(Data extracted from a collection)

━━━━━━━━━━━━━━━━

PR #320, opened 2019-03-10
Adding remaining features for librosa.

jayeetaroy:
Commented  code contains changes which are in-progress and not complete.

### DIFF
--- a/pliers/extractors/audio.py
+++ b/pliers/extractors/audio.py
@@ -167,7 +167,7 @@ class LibrosaFeatureExtractor(AudioExtractor):
                 y=stim.data, sr=stim.sampling_rate, hop_length=self.hop_length,
                 **self.librosa_kwargs)
             
-        elif self._feature in[ 'tempo']:
+        elif self._feature in[ 'tempo', 'beat_track']:
             return getattr(librosa.beat, self._feature)(
                 y=stim.data, sr=stim.sampling_rate, hop_length=self.hop_length,
                 **self.librosa_kwargs)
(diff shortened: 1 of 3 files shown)


pliers/extractors/audio.py
```diff
@@ -258,6 +316,56 @@ class RMSEExtractor(LibrosaFeatureExtractor):
...
 
+class RMSExtractor(LibrosaFeatureExtractor):
+
+    ''' Extracts root mean square (RMS) from audio using the Librosa
+    library.
+
+    For details on argument specification visit:
+    https://librosa.github.io/librosa/feature.html.'''
+
+    _feature = 'rms'
```
qmac: It looks like RMS is just renamed from RMSE and RMSE will be removed in librosa `0.7.0`, https://github.com/librosa/librosa/blob/master/librosa/feature/spectral.py#L833

I'd rather just support one (RMS), and delete the code for RMSE. We will have to update `optional-dependencies.txt` to have `librosa>=0.6.3`

tyarkoni: +1

pliers/extractors/audio.py
```diff
@@ -155,27 +155,74 @@ def get_feature_names(self):
         return self._feature
 
     def _get_values(self, stim):
-        if self._feature in ['rmse', 'zero_crossing_rate']:
+        if self._feature in ['rmse', 'zero_crossing_rate', 'rms', 'spectral_flatness']:
```
tyarkoni: See @qmac's comment—we should drop `'rmse'` in favor of `'rms'`, and pin the librosa version number when this changed in our requirements.

pliers/extractors/audio.py
```diff
@@ -387,3 +495,37 @@ def __init__(self, win_length=384, **kwargs):
 
     def get_feature_names(self):
         return ['tempo_%d' % i for i in range(self.win_length)]
+
+
+    
+class TimeStretchExtractor(LibrosaFeatureExtractor):
```
tyarkoni: This and `PitchShift` will need to be `Converter` classes rather than `Extractor` classes. They should return a new `AudioStim`.

tyarkoni:
Test failures are unrelated, so merging. Thanks!

Issue #323, opened 2019-03-22
Drop Python 2 support


tyarkoni:
It's about that time. We don't need to actively do anything other than drop mention of Python 2 from the docs and remove Py2 from the travis matrix. Then we can just remove Python 2-specific features as we come along them.

qmac:
Lingering: use of `contextlib2`

tyarkoni:
Yeah, there are lots of Py2 features still having around. I closed this to reflect the fact we no longer officially support/test 2; anything that doesn't actively break on 3 can be removed at our leisure (probably as people work on related code).

PR #324, opened 2019-03-23
Minor improvements

### LINKED ISSUE #321: LibrosaFeatureExtractor can't be called directly for extractors that return multiple columns
In principle, users can invoke librosa feature extractors either via specific subclasses (e.g., `ChromaSTFTExtractor`) or via the base class (i.e., `LibrosaFeatureExtractor(feature='chroma_stft')`). In practice, the latter approach breaks for extractors that return multiple columns, because the correct `get_feature_names()` method is implemented in the subclass and not the base class (the base class's implementation just returns the name of the `feature`). The result is that when `to_df()` is called, we get an error, because the shape of the `data` don't match the shape of the `columns`.

Since we currently don't allow `LibrosaFeatureExtractor` to take more than one feature name as input (and doing so would be difficult given the variable arguments), there isn't really any benefit to calling the base class directly at the moment. Rather than invest a lot of work into this, we can just make `LibrosaFeautureExtractor` an abstract class, and force all requests to go through the subclasses.

### LINKED ISSUE #322: Abstract byte encoding of Stim data into the Stim hierarchy
Many of our API transformers need to send byte arrays of image or video data. We've written code for this enough times that it probably makes sense to abstract it into the `Stim` hierarchy itself. Probably we can just add a .`bytes` @property to relevant stims that returns a base64 encoding of the byte array (with an optional flag to turn off the encoding and return the raw data). It would also probably make sense to cache the returned value.

tyarkoni:
Includes a bunch of minor fixes/improvements: 
* Fixes style issues in recent PRs
* Makes `LibrosaFeatureExtractor` an abstract class (closes #321)
* Introduces a new `get_bytestring()` method to `ImageStim` and `VideoStim` classes that returns the byte stream encoded as a string (closes #322)
* Fixes various API-related tests that have broken over time (mostly due to changes in the results returned)
* Replaces a broken image we were using for a bunch of testing
* Replaces deprecated `scipy.misc.imread` with corresponding version from `imageio` (and fixes downstream issues in IndicoIO, which doesn't recognize ndarray subclasses)
* Starts the long-term work of dropping Python 2 support (#323) by removing `six` and various other Python 2 references as they're encountered
* Updates travis-CI config to include Python 3.6 and 3.7 in the matrix, while dropping 2.7


optional-dependencies.txt
```diff
@@ -4,8 +4,9 @@ face_recognition
 python-twitter
 gensim
 google-api-python-client
+google-compute-engine
```
qmac: Just curious, where is this used?

qmac: Nevermind, I see you just ported from the travis file.

tyarkoni: Yeah I wasn't actually sure it was used anywhere, but figured there was probably a reason it was in the travis file.

PR #326, opened 2019-03-25
First pass of the AWS Rekognition apis

tyarkoni:


pliers/extractors/api/awsReko_test.py
```diff
@@ -0,0 +1,82 @@
...
+import pandas as pd
+import boto3
+from pliers.utils import attempt_to_import, verify_dependencies
+
+aws_rekognition_client= attempt_to_import('boto3')
+
+
+class AwsRekognitionExtractor():
+    
+    def __init__(self,profile_name='default', region_name='us-east-1' ):
```
tyarkoni: `profile_name` and `region_name` should probably both be `None` by default, because both can be preconfigured in a credentials file and/or environment variables.

pliers/extractors/api/awsReko_test.py
```diff
@@ -0,0 +1,82 @@
...
+            verify_dependencies(['boto3'])
+            self.session = boto3.Session(profile_name='user2')
```
tyarkoni: Assuming the user's credential file is set up correctly, we should be able to just call `boto3.client('rekognition')`, I think. We should probably handle both cases—i.e., (a) where `profile_name` is `None`, in which case you just initialize directly, and (b) where `profile_name` is passed, in which case you initialize the session explicitly.

pliers/extractors/api/awsReko_test.py
```diff
@@ -0,0 +1,82 @@
...
+from pliers.extractors.base import Extractor, ExtractorResult
+import numpy as np
+import pandas as pd
+import boto3
+from pliers.utils import attempt_to_import, verify_dependencies
+
+aws_rekognition_client= attempt_to_import('boto3')
+
+
+class AwsRekognitionExtractor():
```
tyarkoni: Don't forget to inherit from the appropriate class—probably just the base `Extractor` class in this case.

pliers/extractors/api/awsReko_test.py
```diff
@@ -0,0 +1,82 @@
...
+                'Bytes': img2byte
+                },
+                    
+            Attributes=['ALL']
+        )
+        return response
+    
+    
+    @property
+    def img_to_byte(img):
```
tyarkoni: This will work for now, but I have an open PR I'm hoping to merge in the next couple of days that adds this functionality to the `Stim` classes directly. Once it's merged, you'll be able to do `data  = img.get_bytestring()` instead of having to include and call the custom `img_to_byte` method.

pliers/extractors/api/awsReko_test.py
```diff
@@ -0,0 +1,82 @@
...
+    #     Convert image to bytes
+        with img.get_filename() as filename:
+            with open(filename, "rb") as image:
+                f = image.read()
+                b = bytearray(f)
+                return(b)
+                
+   
+    def to_df(self, d,result=None,index=None,Key=None):
```
tyarkoni: It would be good to get in the habit of running your code against PEP8. You can user the standalone `pylint` package, but it's easier to use an IDE that supports linting plugins. Here the issue is the lack of spacing between arguments.

tyarkoni: For consistency with the `Extractor` API, I believe this needs to be `_to_df`, not `to_df`.

tyarkoni: A couple of problems with the signature of this method:
* `result` must be the first argument, and it's mandatory.
* What are `d`, `index` and `Key`? The `_to_df` method is going to be invoked from the base `Extractor` class's `to_df` method (see documentation [here](https://github.com/tyarkoni/pliers/blob/master/pliers/extractors/base.py#L110)). So you can't guarantee that anything other than `result` will be passed. (And it's unlikely users will ever pass these arguments, as they can't be seen from outside the package—i.e., only someone who knows the internals well would even know these arguments are available.) Probably best to avoid relying on them.

tyarkoni: It looks like you're trying to build a dict recursively in this method. That's fine, and is probably a good way to solve this problem, but the recursive method needs to be split out from `_to_df` and invoked explicitly the first time. Otherwise this will fail as soon as it's embedded in the `Extractor` machinery. Remember, you can't modify the `_to_df` signature; it has to be `_to_df(result)`.

adelavega:
I guess we should close this now, especially since we're going away from APIs?

tyarkoni:
Yeah, seems reasonable.

PR #414, opened 2020-09-11
[FIX] remove --no-user-group

### LINKED ISSUE #413: Dockerfile: chown group error
Docker version 19.03.12, build 48a66213fe

When building the Docker Image, I got the error (or something close to this error):
```
unable to convert uid/gid chown string to host mapping: can't find gid for group pliers: no such group
```

which occurs during [`COPY --from=builder --chown=pliers /opt/venv /opt/venv`](https://github.com/jdkent/pliers/blob/a541b07963f2d6eb45f12a52d3e6212171b03004/docker/Dockerfile#L45) because if a group is not specified in `--chown`, the version of docker I'm using assumes the group is the same as the user (e.g., `pliers`), but since [`RUN useradd --no-user-group --create-home --shell /bin/bash pliers`](https://github.com/jdkent/pliers/blob/a541b07963f2d6eb45f12a52d3e6212171b03004/docker/Dockerfile#L33) specifies that a group should not be added, then the error occurs since the `pliers` group does not exist.

I can fix it by removing the option `--no-user-group`, but I do not know what unintended side effects I'm incurring.

@kaczmarj: looks like you wrote those lines, would you know if removing `--no-user-group` is a bad idea?

jdkent:
closes #413

### DIFF
--- a/docker/Dockerfile
+++ b/docker/Dockerfile
@@ -30,7 +30,7 @@ RUN python -m pip install --no-cache-dir ipython notebook
 RUN python -m spacy download en_core_web_sm
 
 FROM python:3.7-slim
-RUN useradd --no-user-group --create-home --shell /bin/bash pliers \
+RUN useradd --create-home --shell /bin/bash pliers \
     # Empty top level directories to facilitate use of the image in singularity
     # on a box with kernel lacking overlay FS support
     && mkdir -p /data /backup \


adelavega:
I don't know why that is in the original `Dockerfile` but I would say if you are able to get it to build, and get all the tests to pass within the container, it should be OK

jdkent:
Could you try rebuilding master? There are [a few failures](https://travis-ci.com/github/jdkent/pliers/jobs/384119534) that are not immediately obvious to me as to why this Dockerfile edit would make them fail.

adelavega:
I wonder why travis is not showing up here... it also doesn't seem to think i have those privileges

adelavega:
They're probably not related to the Dockerfile change, I'll open another PR with just a trivial change to trigger a build.

adelavega:
https://travis-ci.org/github/PsychoinformaticsLab/pliers

jdkent:
One thing that's presumably causing the ` AttributeError: module 'yamnet' has no attribute 'params'` error is [this line]( https://github.com/PsychoinformaticsLab/pliers/blob/5dedbe7dcd415b336942317eef020e69b84f926b/pliers/support/setup_yamnet.py#L14), I'll change the url to a release the represents the code when it was working.

adelavega:
that actually failed for me recently in neuroscout so that explains it

jdkent:
Now that the unrelated test failures have been addressed, does this pull request look okay?

adelavega:
LGTM

PR #418, opened 2020-09-12
[FIX] tests

### LINKED ISSUE #416: yamnet tests failing
related to #414  ([this comment](https://github.com/PsychoinformaticsLab/pliers/pull/414#issuecomment-691338476)).

Many tests that use yamnet have the error message:
```
AttributeError: module 'yamnet' has no attribute 'params'
```
most likely related to the version of tensorflow models being downloaded/installed in the pliers package.

### LINKED ISSUE #417: pytesseract tests failing
related to #414  ([this comment](https://github.com/PsychoinformaticsLab/pliers/pull/414#issuecomment-691338476)).

tests using pytesseract (0.3.5, 0.3.6) give different output than 0.3.4:

```
AssertionError: assert (0, 'text[Exit]') in array(['text[Exit\n\n]'], dtype=object)
```

Most notably the more recent versions appear to append newlines and other hidden characters to the text, pinning to version 0.3.4 appears to resolve the issue.

### LINKED ISSUE #419: a couple librosa tests failing
related to #414  ([this comment](https://github.com/PsychoinformaticsLab/pliers/pull/414#issuecomment-691338476)).

The outputs for `TonnetzExtractor` and `ChromaCQTExtractor` changed with librosa==0.8.0, resulting in a couple failed tests. I do not know what the ground truth _should_ be, so I'm falling back on reproducibility.

jdkent:
closes #416 
closes #417 
closes #419

This pull request makes versions for pytesseract, yamnet, and librosa more restrictive.

### DIFF
--- a/.travis.yml
+++ b/.travis.yml
@@ -48,8 +48,8 @@ before_script:
 - python -m pliers.support.download
 - python -m spacy download en_core_web_sm
 script:
-  - py.test pliers/tests/test_* pliers/tests/converters pliers/tests/filters --cov=pliers --cov-report= -m "not requires_payment" -W ignore::UserWarning
-  - py.test pliers/tests/extractors --cov=pliers --cov-report= -m "not requires_payment" --cov-append -W ignore::UserWarning
+  - travis_wait 30 py.test pliers/tests/test_* pliers/tests/converters pliers/tests/filters --cov=pliers --cov-report= -m "not requires_payment" -W ignore::UserWarning
+  - travis_wait 30 py.test pliers/tests/extractors --cov=pliers --cov-report= -m "not requires_payment" --cov-append -W ignore::UserWarning
 after_success:
 - coveralls
 before_cache:
--- a/optional-dependencies.txt
+++ b/optional-dependencies.txt
@@ -5,7 +5,7 @@ python-twitter
 gensim
 google-api-python-client
 google-compute-engine
-librosa>=0.6.3
+librosa>=0.6.3,<0.8.0
 numba<=0.48
 matplotlib
 opencv-python
--- a/optional-dependencies.txt
+++ b/optional-dependencies.txt
@@ -12,7 +12,7 @@ opencv-python
 pathos
 pygraphviz
 pysrt
-pytesseract
+pytesseract==0.3.4
 python-twitter
 scikit-learn
 seaborn
--- a/optional-dependencies.txt
+++ b/optional-dependencies.txt
@@ -5,14 +5,14 @@ python-twitter
 gensim
 google-api-python-client
 google-compute-engine
-librosa>=0.6.3,<0.8.0
+librosa>=0.6.3
 numba<=0.48
 matplotlib
 opencv-python
 pathos
 pygraphviz
 pysrt
-pytesseract==0.3.4
+pytesseract
 python-twitter
 scikit-learn
 seaborn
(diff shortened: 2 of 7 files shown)


tyarkoni:
Thanks for catching these! Haven't looked in detail at the issues, but if we can rewrite the tests to avoid pinning to old versions, that would be preferable. E.g., in the pytesseract case, we could (a) allow different versions to produce different outputs (and edit the test to only check that the beginning of the string matches the target), (b) edit the extractor to strip trailing whitespace, or (c) pin to the most recent version and require the whitespace.

My preference is probably to go with (a), even though it produces different output depending on dependency version, because it's a fairly benign difference, and there are probably principled reasons why the changes were introduced (e.g., I imagine that the idea was to preserve whitespace in the text in the original image).

jdkent:
Thanks for the suggestions! I changed the text searching tests to search for the "Exit" within the output instead of matching an exact string.

The librosa changes are a little more difficult since they are floating-point values and I do not know if increasing the error tolerance would be helpful, so I created a modified dictionary whose keys can be software ranges. That allowed me to state if librosa is between such and such version, I expect a specific floating-point number.
Using that strategy could allow us to track how changing dependency versions change outputs.

I'm keeping the tensorflow-models pinned 2.3.0 for now, but since they now have releases on pypi, the installation of the package could likely be streamlined..

rbroc:
> I'm keeping the tensorflow-models pinned 2.3.0 for now, but since they now have releases on pypi, the installation of the package could likely be streamlined.
> 

tensorflow research models (including yamnet) are sadly not yet part of tf-models nor of tf-hub, but let's definitely keep an eye out! :)

jdkent:
thanks for the clarification @rbroc! I went another route of only downloading the latest tagged release of the [tensorflow/models](https://github.com/tensorflow/models) repository instead of the master branch, since there was some sort of backward breaking change in their master branch. This way, pliers is not pinned to a specific version of the tensorflow/models repository while still relying on a tagged release (which should have some more guarantees for stability). 

Another downside of installing `tf-models-official` is all the extra dependencies it has pinned as well.

I think this pull request is over-engineered and ready for review.

tyarkoni:
LGTM but I don't want to merge until travis is being triggered. Do we know what's going on with that?

jdkent:
[It's building under my forked repository, but not this one](https://travis-ci.com/github/jdkent/pliers/builds/184466964)

adelavega:
It's building for this one too actually: https://travis-ci.org/github/PsychoinformaticsLab/pliers

It's just not showing up here. I bet it has to do w/ the move of domain from tyarkoni to here.

I would reset Travis by rejecting permissions, and then giving permissions again @tyarkoni 
I tried to but it wouldn't listen to me.

TBH, Travis has pulled this on me on and off over the last year and it's pretty annoying. They're trying to move everyone from travis.org to travis.com but it's not been a smooth transmission.

tyarkoni:
This might not be a bad impetus to migrate to GitHub Actions. I've heard good things from several people. Does anyone want to take a look and see what's involved? If not too much work, it might be worth it.

adelavega:
Yeah, I tried the same and nothing. I thought GitHub Actions was the default was of Travis to hookup now? It's a mess honestly.

tyarkoni:
Finally figured it out. It was a pretty convoluted process, but should be good now.

Re: GitHub Actions, they provide their own CI hooks (see, e.g., [this](https://developer.okta.com/blog/2020/05/18/travis-ci-to-github-actions)). Still think it might be worth exploring—if not now, then the next time we start a new project.

PR #421, opened 2020-09-18
update readme to link to correct pliers docs page

jsmentch:
The links to the docs 404 and I couldn't find them for a bit. The other links seem to forward to the correct places though


adelavega:
thanks!

PR #422, opened 2020-09-23
[FIX] access string in numpy array

jdkent:
looks like one of the changes in #418 [had a regression with the Google API](https://travis-ci.com/github/PsychoinformaticsLab/pliers/jobs/387471662#L1294),

This pull request aims to fix the regression.

### DIFF
--- a/pliers/tests/test_graph.py
+++ b/pliers/tests/test_graph.py
@@ -175,7 +175,7 @@ def test_small_pipeline_json_spec3():
     assert history.shape == (2, 8)
     assert history.iloc[0]['result_class'] == 'TextStim'
     result = merge_results(result, format='wide', extractor_names='multi')
-    assert 'Exit' in result['stim_name'].values[0]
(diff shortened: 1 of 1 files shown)


jdkent:
looks like my pull request does not have access to the same environmental variables as builds on master have resulting in some tests being skipped. Is this on purpose to ensure API call limits do not go over?

adelavega:
Yes, the API tests are not being run on PRs. 

I usually will test these locally once I think I'm close. You could do the same if you get some Google keys (there should be a free tier in the meantime).

jdkent:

━━━━━━━━━━━━━━━━

**Directions**. State the number of lines in the records that include "shown", and write nothing else.

**Exercise output**. 3